Tournament information
- Venue: ExpoCenter
- Location: Hengelo
- Country: Netherlands
- Established: 2005
- Organisation(s): BDO PDC
- Format: Sets
- Prize fund: €185,000 (2007)
- Month(s) Played: February
- Final Year: 2007

Final champion(s)
- Raymond van Barneveld

= Masters of Darts =

The Masters of Darts has a unique place in darts history as it was the first televised tournament to be co-sanctioned by both the two rival organisations, the British Darts Organisation (BDO) and the Professional Darts Corporation (PDC) since they separated in 1993. There had been two "champion versus champion" matches held (in 1999 and 2004), and many players on both sides of the divide played on TV tournaments on the other side from 1997–2001, but the 2005 Masters of Darts was the first televised tournament to be co-sanctioned by both organizations.

The 2005 Masters of Darts took place between February 7 and February 13, 2005 at the ExpoCenter in Hengelo, The Netherlands. The best four players from both federations were invited, with a BDO vs. PDC format in the round robin. The tournament was arranged by PenH Events, who managed to secure a three-year contract with Raymond van Barneveld, a BDO player at the time, taking part in the tournament. The host broadcaster was RTL5 in the Netherlands, who had also secured a three-year deal to broadcast the event. The tournament was not held in 2006 and by the time it was revived for 2007, SBS6 took over as Dutch broadcasters for the event.

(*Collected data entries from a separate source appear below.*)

PR #3965, opened 2020-10-23
refactor: remove unsupported orchestrators

mboersma:
**Reason for Change**:

Removes references to the Swarm, Swarm mode, Mesos, and DC/OS orchestrator types to simplify the AKS Engine codebase.

This code was already effectively dead, but was being retained out of an abundance of caution in order not to break AKS' vendoring needs. That is no longer a concern.

**Issue Fixed**:

Refs #2500

**Credit Where Due**:

- [x] No
- [ ] Yes

**Requirements**:

- [ ] includes documentation
- [x] adds unit tests

**Notes**:

Let me know if I should make separate PRs for each commit instead to make it more digestible.

There is further refactoring for simplicity that can be done here, probably starting with removal of `GenerateTemplate` and any remaining `switch` statements where the only `case` is Kubernetes now. This seems like enough to review, however.


jackfrancis:
cc @xuto2

mboersma:
I think we might be exceeding the custom data size limit with the 1_20_docker_e2e config: CI fails there consistently in this PR.

jackfrancis (approved):
/lgtm

🎉

PR #3969, opened 2020-10-26
chore: longer default cordonDrainTimeout for Azure Stack Cloud

jiaxunsongucb:
**Reason for Change**:

**Issue Fixed**:

**Credit Where Due**:

- [X] No
- [ ] Yes

- [ ] No
- [ ] Yes

**Requirements**:

- [ ] includes documentation
- [ ] adds unit tests

**Notes**:
Set 60 minutes cordonDrainTimeout for Azure Stack Cloud to give it enough time to move around resources during Node Drain, especially disk detach/attach operations.
We still honor the user's input.

### DIFF
--- a/cmd/upgrade.go
+++ b/cmd/upgrade.go
@@ -170,6 +170,13 @@ func (uc *upgradeCmd) loadCluster() error {
 		return errors.Wrap(err, "error parsing the api model")
 	}
 
+	// Set 60 minutes cordonDrainTimeout for Azure Stack Cloud to give it enough time to move around resources during Node Drain,
+	// especially disk detach/attach operations. We still honor the user's input.
+	if uc.cordonDrainTimeout == nil && uc.containerService.Properties.IsAzureStackCloud() {
+		cordonDrainTimeout := time.Duration(60) * time.Minute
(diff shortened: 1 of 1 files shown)


cmd/upgrade.go
```diff
@@ -170,6 +170,13 @@ func (uc *upgradeCmd) loadCluster() error {
 		return errors.Wrap(err, "error parsing the api model")
 	}
 
+	// Set 60 minutes cordonDrainTimeout for Azure Stack Cloud to give it enough time to move around resources during Node Drain,
```
jadarsie, line 173: Maybe method `validate` is a better place for this change. Please add a unit test.

jiaxunsongucb: I've tried to add this change in method validate, but the problem is that uc.containerService.Properties.IsAzureStackCloud() is not accessible in method validate, it must be after "uc.containerService, uc.apiVersion, err = apiloader.LoadContainerServiceFromFile(uc.apiModelPath, true, true, nil)" is called.

jadarsie: right

PR #3970, opened 2020-10-26
fix: cancel Pod Eviction jobs when timeout

jiaxunsongucb:
**Reason for Change**:

When method `evictPods` returns in whichever cases (normal return or timeout), we need to send a signal to the goroutines to stop and return, otherwise, it may be problematic because it will keep trying to evict the Pods forever (based on my observation in my tests)

**Issue Fixed**:

Use `context` to send signals to goroutines to stop and return when the method `evictPods` returns.

**Credit Where Due**:

- [X] No
- [ ] Yes

- [ ] No
- [ ] Yes

**Requirements**:

- [ ] includes documentation
- [ ] adds unit tests

**Notes**:
Cancel the Pod Eviction jobs when timeout. Otherwise, it may fall into an infinite loop.

### DIFF
--- a/pkg/operations/cordondrainvm.go
+++ b/pkg/operations/cordondrainvm.go
@@ -4,6 +4,7 @@
 package operations
 
 import (
+	"context"
 	"strings"
 	"time"
 
@@ -173,24 +174,31 @@ func (o *drainOperation) deleteOrEvictPods(pods []v1.Pod) error {
 }
 
 func (o *drainOperation) evictPods(pods []v1.Pod, policyGroupVersion string) error {
+	ctx, cancel := context.WithCancel(context.Background())
 	doneCh := make(chan bool, len(pods))
 	errCh := make(chan error, 1)
 
 	for _, pod := range pods {
-		go func(pod v1.Pod, doneCh chan bool, errCh chan error) {
+		go func(ctx context.Context, pod v1.Pod, doneCh chan bool, errCh chan error) {
 			var err error
+		doneEviction:
 			for {
-				err = o.client.EvictPod(&pod, policyGroupVersion)
-				if err == nil {
-					break
-				} else if apierrors.IsNotFound(err) {
-					doneCh <- true
+				select {
+				case <-ctx.Done():
 					return
-				} else if apierrors.IsTooManyRequests(err) {
-					time.Sleep(5 * time.Second)
-				} else {
-					errCh <- errors.Wrapf(err, "error when evicting pod %q", pod.Name)
-					return
+				default:
+					err = o.client.EvictPod(&pod, policyGroupVersion)
+					if err == nil {
+						break doneEviction
+					} else if apierrors.IsNotFound(err) {
+						doneCh <- true
+						return
+					} else if apierrors.IsTooManyRequests(err) {
+						time.Sleep(5 * time.Second)
+					} else {
+						errCh <- errors.Wrapf(err, "error when evicting pod %q", pod.Name)
+						return
+					}
 				}
 			}
 			podArray := []v1.Pod{pod}
@@ -200,20 +208,23 @@ func (o *drainOperation) evictPods(pods []v1.Pod, policyGroupVersion string) err
 			} else {
 				errCh <- errors.Wrapf(err, "error when waiting for pod %q terminating", pod.Name)
 			}
-		}(pod, doneCh, errCh)
+		}(ctx, pod, doneCh, errCh)
 	}
 
 	doneCount := 0
 	for {
 		select {
 		case err := <-errCh:
+			cancel()
 			return err
 		case <-doneCh:
 			doneCount++
 			if doneCount == len(pods) {
+				cancel()
 				return nil
 			}
 		case <-time.After(o.timeout):
+			cancel()
 			return errors.Errorf("Drain did not complete within %v", o.timeout)
 		}
 	}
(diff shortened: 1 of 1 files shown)


pkg/operations/cordondrainvm.go
```diff
@@ -173,24 +174,31 @@ func (o *drainOperation) deleteOrEvictPods(pods []v1.Pod) error {
...
 func (o *drainOperation) evictPods(pods []v1.Pod, policyGroupVersion string) error {
+	ctx, cancel := context.WithCancel(context.Background())
 	doneCh := make(chan bool, len(pods))
 	errCh := make(chan error, 1)
 
 	for _, pod := range pods {
-		go func(pod v1.Pod, doneCh chan bool, errCh chan error) {
+		go func(ctx context.Context, pod v1.Pod, doneCh chan bool, errCh chan error) {
 			var err error
+		doneEviction:
```
jackfrancis, line 184: Why are we creating this additional named scope wrapping around the for loop?

pkg/operations/cordondrainvm.go
```diff
@@ -200,20 +208,23 @@ func (o *drainOperation) evictPods(pods []v1.Pod, policyGroupVersion string) err
...
 			}
-		}(pod, doneCh, errCh)
+		}(ctx, pod, doneCh, errCh)
 	}
 
 	doneCount := 0
 	for {
 		select {
 		case err := <-errCh:
+			cancel()
```
devigned, line 218: Perhaps, put the cancel in a defer outside of the for loop.

pkg/operations/cordondrainvm.go
```diff
@@ -173,24 +174,31 @@ func (o *drainOperation) deleteOrEvictPods(pods []v1.Pod) error {
 }
 
 func (o *drainOperation) evictPods(pods []v1.Pod, policyGroupVersion string) error {
+	ctx, cancel := context.WithCancel(context.Background())
```
jackfrancis, line 177: Is this meant to enforce a timeout? This context object will never timeout according to a counter, its `Done()` method will only be engaged if the `cancel` return func is invoked manually.

pkg/operations/cordondrainvm.go
```diff
@@ -173,24 +174,31 @@ func (o *drainOperation) deleteOrEvictPods(pods []v1.Pod) error {
...
+						return
+					} else if apierrors.IsTooManyRequests(err) {
+						time.Sleep(5 * time.Second)
+					} else {
+						errCh <- errors.Wrapf(err, "error when evicting pod %q", pod.Name)
+						return
+					}
 				}
 			}
 			podArray := []v1.Pod{pod}
```
jackfrancis, line 204: I don't see how this block of code will ever be reached. When we do `break doneEviction` above we will return from the go func entirely.

pkg/operations/cordondrainvm.go
jiaxunsongucb: A "break" statement terminates execution of the innermost "for", "switch" or "select" statement. So in this case, we not only want to break the "select" statement, but also break the outer "for" statement. For more information: https://stackoverflow.com/questions/11104085/does-a-break-statement-break-from-a-switch-select

pkg/operations/cordondrainvm.go
jiaxunsongucb: `break doneEviction` will only break the 'for' loop when the err is nil. If the err is not nil, the block has a chance to be reached.

pkg/operations/cordondrainvm.go
jiaxunsongucb: Done. Thanks!

pkg/operations/cordondrainvm.go
jiaxunsongucb: And `break doneEviction` will not return from the go func entirely. `_, err = o.client.WaitForDelete(o.logger, podArray, true)` will be reached to wait for Pod Deletion.

pkg/operations/cordondrainvm.go
jiaxunsongucb: Yes, this change solves this problem: when timeout, we need to send a signal to the goroutines to stop and return, otherwise, it may be problematic because it will keep trying to evict the Pods forever (based on my observation in my tests). And you are right, this context object will never timeout, however, `cancel` will be invoked in `defer cancel()`, which will stop all the goroutines.

pkg/operations/cordondrainvm.go
jackfrancis: > The scope of a label is the body of the function in which it is declared and excludes the body of any nested function.

Ref: https://golang.org/ref/spec#Label_scopes

`break doneEviction` in this context will break out of the entire go routine. See this go playground example:

https://play.golang.org/p/8MsyEUW1c4m

jiaxunsongucb: The article you mentioned means that a label is not effective outside of the function where the label is defined if I understand it correctly.
You will have to use `WaitGroup` to see the results from goroutines, otherwise, the main method will quit before you see any results from goroutines.
Another thing is, in this PR, the label is in an inner `witch` statement.
Please see this go playground example:
https://play.golang.org/p/q6bBupZk5qg

jackfrancis: You mean `select` instead of "switch", right?

jiaxunsongucb: yes, sorry, `select` is what I meant.

jiaxunsongucb: And if you don't use the label, like this: https://play.golang.org/p/XanDbk87yNX. you will get an infinite for loop.

jackfrancis: All this was due to my misunderstanding of how for labels work (sorry about that), in addition to overly hasty go playground usage.

So I think we're good here.

jackfrancis (approved):
/lgtm

PR #3975, opened 2020-10-27
fix: reserve cpu for windows kubelet for high cpu scenarios

jsturtevant:
**Reason for Change**:

Follow up attempt at fixing the tests that were introduced at #3962 and bug outlined at https://github.com/kubernetes/kubernetes/issues/95735

**Issue Fixed**:

**Credit Where Due**:

- [ ] No
- [ ] Yes

- [ ] No
- [ ] Yes

**Requirements**:

- [ ] includes documentation
- [ ] adds unit tests

**Notes**:


jsturtevant:
/hold

Tests are passing. Going to let it soak in the e2e jenkins jobs.

pkg/api/defaults-kubelet.go
```diff
@@ -72,7 +72,7 @@ func (cs *ContainerService) setKubeletConfig(isUpgrade bool) {
 	staticWindowsKubeletConfig["--cloud-config"] = "c:\\k\\azure.json"
 	staticWindowsKubeletConfig["--cgroups-per-qos"] = "false"
 	staticWindowsKubeletConfig["--enforce-node-allocatable"] = "\"\"\"\""
-	staticWindowsKubeletConfig["--system-reserved"] = "memory=2Gi"
+	staticWindowsKubeletConfig["--system-reserved"] = "memory=2Gi,cpu=500m"
```
ravisantoshgudimetla, line 75: How much is the kubelet consuming currently? If system components + kubelet is consuming more than 500mm won't it be a problem? Shouldn't we add `--kube-reserved` too considering those metrics are collected from kubelet?

jsturtevant: > How much is the kubelet consuming currently? 

We don't have these numbers currently across different types of nodes and deployment loads currently. Though through some early testing we did see we need to scale this number as the node size grows.

> If system components + kubelet is consuming more than 500mm won't it be a problem? 

Yes if the node allocatable is fully consumed and kubelet goes over the reserve there is potential for this to occur.  This idea was in the [original design](https://github.com/kubernetes/community/blob/master/contributors/design-proposals/node/node-allocatable.md#kubernetes-reservation-is-smaller-than-kubernetes-component-usage).  It is also the case for other components that run on the node like CRI and CNI.  We are also looking into adding a flag to kubelet that will give kubelet higher priority in cases such as this.  

> --kube-reserved too considering those metrics are collected from kubelet

In Windows I believe `--system-reserve` and `--kubelet-reserve` only subtract from Allocatable and don't have any of the enforcements or concepts of creating cgroups in place that Linux does via `--enforce-node-allocatable` or `--cgroups-per-qos`.  

In this case it is a matter of semantics.  We are attempting to reserve for not only kubelet but other system services and the system services are not grouped into jobs (similiar to cgroups) so chose system-reserve.

ravisantoshgudimetla: > In Windows I believe --system-reserve and --kubelet-reserve only subtract from Allocatable and don't have any of the enforcements or concepts of creating cgroups in place that Linux does via --enforce-node-allocatable or --cgroups-per-qos.

Ahh I see, in case of OpenShift we combine --system-reserve and --kube-reserve to map to a single cgroup, effectively same as subtracting the value from node-allocatable.

> In this case it is a matter of semantics. We are attempting to reserve for not only kubelet but other system services and the system services are not grouped into jobs (similiar to cgroups) so chose system-reserve.

That makes sense.

> Though through some early testing we did see we need to scale this number as the node size grows.

Interesting, do you have a dedicated scale testing environment?

jsturtevant:
Update on Results from the runs in e2e after the change:

date |	v1.17/windows/reproductions/high-cpu |	v1.18/windows/reproductions/high-cpu |	v1.19/windows/reproductions/high-cpu
-- | -- | -- | --
Oct 29 16:39 No Changes | 8min 34s | 8min 32s | 8min 42s
Oct 29 10:39 No Changes | 9min 4s | 10min 22s | 9min 18s
Oct 29 04:39 No Changes | 10min 33s | 9min 28s | 9min 34s
Oct 28 22:39 No Changes | 9min 58s | failed | 11min 46s
Oct 28 16:39 No Changes | 10min 2s | 9min 28s | 9min 47s
Oct 28 14:47 1 commit | 9min 58s | 10min 17s | 12min 33s

You can see one failure which could have been because https://github.com/Azure/aks-engine/pull/3975#discussion_r513949980 and is why this plus setting Priority to high in kubelet would be full solution

jsturtevant:
The results are about the same in e2e.  https://github.com/kubernetes/kubernetes/pull/96051 merged and I will try this out with the next patch release

jsturtevant:
We maybe able to use nssm's AppPriority feature to set the service priority higher for >1.20 https://nssm.cc/usage#process

jsturtevant:
I rebased with the changes in #4073. Will report back e2e tests results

At the time the 2007 tournament details were announced there were four BDO players, five PDC players and an unnamed wildcard scheduled to appear. In the weeks leading up to the event all four BDO players switched to the PDC making the tournament effectively a PDC tournament. The 2007 Masters of Darts instead had an England vs. Netherlands format in the round robin.

==Final results==

| Year | Champion | Score | Runner-up | Total prize money | Winner's prize |
|---|---|---|---|---|---|
| 2005 | Phil Taylor (102.21) | 7–1 (sets) | Andy Fordham (92.64) | €395,000 | €150,000 |
| 2007 | NED Raymond van Barneveld (107.90) | 7–0 (sets) | ENG Peter Manley (94.66) | €185,000 | €50,000 |

===2005 event===

Phil Taylor marched through the competition, winning all four group games against BDO players and dropped only two sets on the way. He then beat Raymond van Barneveld in the semi-final and Andy Fordham in the final to win the top prize €150,000 (approx £100,000) – one of the highest prizes in darts history at that time.

===2007 event===

The 2007 tournament featured a nine dart finish by Michael van Gerwen, Phil Taylor finished bottom of the England group losing three of his five matches. Peter Manley achieved a 100% record en route to the final against Raymond van Barneveld, but van Barneveld clinched the title with a whitewash 7–0 set victory.